Records from a collection:
((

PR #741, opened 2023-12-28
Fix the vscode extension's entry point for code-server execution

HideakiImamura:

## Motivations

The current VS Code extension does not support code-server. This PR aims to fix it.

## Details of the change

According to the [documentation](https://code.visualstudio.com/api/advanced-topics/remote-extensions#workarounds-for-using-localhost-from-a-webview), the VS Code extension for the code-server must not be the web extension. The current entry point is defined by `browser` property, which is for the web extension. I changed the property name from the `browser` to the `main`, which is for the standard extension.

## How to confirm the change

1. Create the VSIX file by running `make vscode-extension`.
2. Upload the VSIX file to the remote environment running the code-server.
3. Install the extension from the VSIX file. Right click the file, and press the `Install Extension VSIX`.
4. Open some sqlite file by right clicking and press the `Open in Optuna Dashboard`.

### DIFF
--- a/vscode/package-lock.json
+++ b/vscode/package-lock.json
@@ -1,12 +1,12 @@
 {
   "name": "optuna-dashboard",
-  "version": "0.0.1",
+  "version": "0.1.0",
   "lockfileVersion": 2,
   "requires": true,
   "packages": {
     "": {
       "name": "optuna-dashboard",
-      "version": "0.0.1",
+      "version": "0.1.0",
       "license": "MIT",
       "devDependencies": {
         "@types/mocha": "^10.0.1",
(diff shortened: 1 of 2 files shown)


c-bata:
@HideakiImamura Thank you for your pull request.
I confirmed that this PR makes it being able to open the sqlite file. However, no studies are shown in my environment although I created some studies in the file. Is this problem reproducible in your environment?

Screenshot 2024-01-11 19 17 37

c-bata (approved):
I'm not sure why but now I can see that the extension works perfect. Thank you for your pull request!

Screenshot 2024-01-12 10 09 05

PR #742, opened 2023-12-30
Fix journal storage handling in windows

hrntsm:

## Reference Issues/PRs

https://github.com/optuna/optuna/pull/4308

In windows environment, if lock_obj is not specified explicitly, the same error as reference will occur when handling JournalStorage, so os is determined and lock_obj is included in the argument.

This is probably why the human-in-the-loop optimization does not work because the change to the journal storage  cannot be performed.


c-bata (approved):
LGTM.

))

## Directions:
All of the data above should be written out again word for word.

## Solution to this problem:
PR #741, opened 2023-12-28
Fix the vscode extension's entry point for code-server execution

HideakiImamura:

## Motivations

The current VS Code extension does not support code-server. This PR aims to fix it.

## Details of the change

According to the [documentation](https://code.visualstudio.com/api/advanced-topics/remote-extensions#workarounds-for-using-localhost-from-a-webview), the VS Code extension for the code-server must not be the web extension. The current entry point is defined by `browser` property, which is for the web extension. I changed the property name from the `browser` to the `main`, which is for the standard extension.

## How to confirm the change

1. Create the VSIX file by running `make vscode-extension`.
2. Upload the VSIX file to the remote environment running the code-server.
3. Install the extension from the VSIX file. Right click the file, and press the `Install Extension VSIX`.
4. Open some sqlite file by right clicking and press the `Open in Optuna Dashboard`.

### DIFF
--- a/vscode/package-lock.json
+++ b/vscode/package-lock.json
@@ -1,12 +1,12 @@
 {
   "name": "optuna-dashboard",
-  "version": "0.0.1",
+  "version": "0.1.0",
   "lockfileVersion": 2,
   "requires": true,
   "packages": {
     "": {
       "name": "optuna-dashboard",
-      "version": "0.0.1",
+      "version": "0.1.0",
       "license": "MIT",
       "devDependencies": {
         "@types/mocha": "^10.0.1",
(diff shortened: 1 of 2 files shown)


c-bata:
@HideakiImamura Thank you for your pull request.
I confirmed that this PR makes it being able to open the sqlite file. However, no studies are shown in my environment although I created some studies in the file. Is this problem reproducible in your environment?

Screenshot 2024-01-11 19 17 37

c-bata (approved):
I'm not sure why but now I can see that the extension works perfect. Thank you for your pull request!

Screenshot 2024-01-12 10 09 05

PR #742, opened 2023-12-30
Fix journal storage handling in windows

hrntsm:

## Reference Issues/PRs

https://github.com/optuna/optuna/pull/4308

In windows environment, if lock_obj is not specified explicitly, the same error as reference will occur when handling JournalStorage, so os is determined and lock_obj is included in the argument.

This is probably why the human-in-the-loop optimization does not work because the change to the journal storage  cannot be performed.


c-bata (approved):
LGTM.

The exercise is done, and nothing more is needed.